PR #1928, opened 2018-03-16
template: remove unneeded name argument from call sites

bazsi:
The LogTemplate->name member is used to store the name of the template
statement, so it is not needed in case we are creating inline template
instances. Get rid off that parameter from everywhere.


kira-syslogng:

kira-syslogng:
success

-------------------------

YOUR GOAL =>
Filter the entries by the string "from" and copy each matching line.

WRITTEN REPLY =>
template: remove unneeded name argument from call sites
instances. Get rid off that parameter from everywhere.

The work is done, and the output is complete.